- **Activity**:
I would like every line of the records below that contains the word "pages" copied.

- **Supplied material**:

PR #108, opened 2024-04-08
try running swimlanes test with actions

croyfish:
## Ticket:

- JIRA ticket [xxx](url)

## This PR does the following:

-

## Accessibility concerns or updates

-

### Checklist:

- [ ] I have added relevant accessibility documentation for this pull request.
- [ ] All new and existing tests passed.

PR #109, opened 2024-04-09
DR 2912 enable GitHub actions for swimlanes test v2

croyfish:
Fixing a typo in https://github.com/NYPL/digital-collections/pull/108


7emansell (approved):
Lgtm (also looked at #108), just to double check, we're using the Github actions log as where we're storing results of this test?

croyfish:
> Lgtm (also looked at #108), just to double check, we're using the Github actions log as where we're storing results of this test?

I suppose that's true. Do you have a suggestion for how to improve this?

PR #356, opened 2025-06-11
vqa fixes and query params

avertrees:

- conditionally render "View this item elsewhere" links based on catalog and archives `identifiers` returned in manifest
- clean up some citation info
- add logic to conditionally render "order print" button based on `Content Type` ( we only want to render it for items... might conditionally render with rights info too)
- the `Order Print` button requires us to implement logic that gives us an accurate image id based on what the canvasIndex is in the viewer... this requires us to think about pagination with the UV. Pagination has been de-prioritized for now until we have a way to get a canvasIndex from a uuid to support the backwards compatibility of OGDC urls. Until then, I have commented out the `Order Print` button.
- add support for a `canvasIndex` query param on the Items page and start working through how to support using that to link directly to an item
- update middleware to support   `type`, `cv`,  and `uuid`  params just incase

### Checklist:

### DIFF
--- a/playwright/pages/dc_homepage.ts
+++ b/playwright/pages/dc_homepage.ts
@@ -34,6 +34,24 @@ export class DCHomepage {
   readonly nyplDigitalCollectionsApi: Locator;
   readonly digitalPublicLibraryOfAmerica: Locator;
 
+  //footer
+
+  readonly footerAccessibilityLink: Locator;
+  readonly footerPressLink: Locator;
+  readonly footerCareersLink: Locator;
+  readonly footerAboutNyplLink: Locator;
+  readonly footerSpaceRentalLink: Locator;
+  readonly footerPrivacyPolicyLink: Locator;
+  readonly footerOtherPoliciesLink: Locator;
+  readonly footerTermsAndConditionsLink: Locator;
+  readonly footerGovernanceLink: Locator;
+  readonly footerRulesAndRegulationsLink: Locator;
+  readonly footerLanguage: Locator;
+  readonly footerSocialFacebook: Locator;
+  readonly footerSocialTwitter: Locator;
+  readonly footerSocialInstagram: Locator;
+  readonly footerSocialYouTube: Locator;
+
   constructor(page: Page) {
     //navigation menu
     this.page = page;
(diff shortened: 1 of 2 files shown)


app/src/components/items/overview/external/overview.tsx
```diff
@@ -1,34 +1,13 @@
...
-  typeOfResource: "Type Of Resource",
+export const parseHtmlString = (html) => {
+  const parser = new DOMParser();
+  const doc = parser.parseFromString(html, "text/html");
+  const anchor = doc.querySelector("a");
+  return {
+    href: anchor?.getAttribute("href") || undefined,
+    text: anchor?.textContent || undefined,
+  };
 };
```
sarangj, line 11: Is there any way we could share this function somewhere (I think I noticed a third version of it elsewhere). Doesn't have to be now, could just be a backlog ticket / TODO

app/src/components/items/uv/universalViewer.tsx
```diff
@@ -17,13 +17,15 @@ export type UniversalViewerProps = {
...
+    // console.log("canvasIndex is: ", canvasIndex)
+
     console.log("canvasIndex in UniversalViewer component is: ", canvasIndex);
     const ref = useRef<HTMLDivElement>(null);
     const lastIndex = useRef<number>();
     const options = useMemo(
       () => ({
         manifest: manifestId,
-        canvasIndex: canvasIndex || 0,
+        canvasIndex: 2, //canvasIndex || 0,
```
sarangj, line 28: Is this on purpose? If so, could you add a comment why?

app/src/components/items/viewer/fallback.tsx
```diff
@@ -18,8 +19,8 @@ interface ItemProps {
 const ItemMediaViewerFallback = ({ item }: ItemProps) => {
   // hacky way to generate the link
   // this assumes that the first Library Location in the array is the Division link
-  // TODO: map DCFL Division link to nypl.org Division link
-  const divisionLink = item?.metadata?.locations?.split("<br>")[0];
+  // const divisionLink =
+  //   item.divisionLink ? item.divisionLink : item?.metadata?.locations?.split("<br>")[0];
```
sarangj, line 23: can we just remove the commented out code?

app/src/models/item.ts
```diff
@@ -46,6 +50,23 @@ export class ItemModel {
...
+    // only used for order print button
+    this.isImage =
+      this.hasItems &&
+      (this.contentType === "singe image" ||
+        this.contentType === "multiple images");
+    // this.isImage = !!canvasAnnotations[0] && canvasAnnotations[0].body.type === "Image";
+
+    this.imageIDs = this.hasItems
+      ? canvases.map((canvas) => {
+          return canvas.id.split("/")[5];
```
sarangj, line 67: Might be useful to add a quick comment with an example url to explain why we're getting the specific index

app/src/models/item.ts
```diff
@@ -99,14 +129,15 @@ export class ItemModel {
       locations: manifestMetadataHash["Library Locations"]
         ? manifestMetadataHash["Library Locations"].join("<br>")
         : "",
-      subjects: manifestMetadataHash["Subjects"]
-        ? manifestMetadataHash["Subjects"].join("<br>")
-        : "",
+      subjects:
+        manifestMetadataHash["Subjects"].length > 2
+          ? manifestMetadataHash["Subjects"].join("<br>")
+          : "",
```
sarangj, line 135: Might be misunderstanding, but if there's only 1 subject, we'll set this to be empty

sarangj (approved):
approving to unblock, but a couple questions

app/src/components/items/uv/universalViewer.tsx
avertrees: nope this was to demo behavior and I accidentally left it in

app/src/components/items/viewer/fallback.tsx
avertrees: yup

- **Solution to this exercise**:
--- a/playwright/pages/dc_homepage.ts
+++ b/playwright/pages/dc_homepage.ts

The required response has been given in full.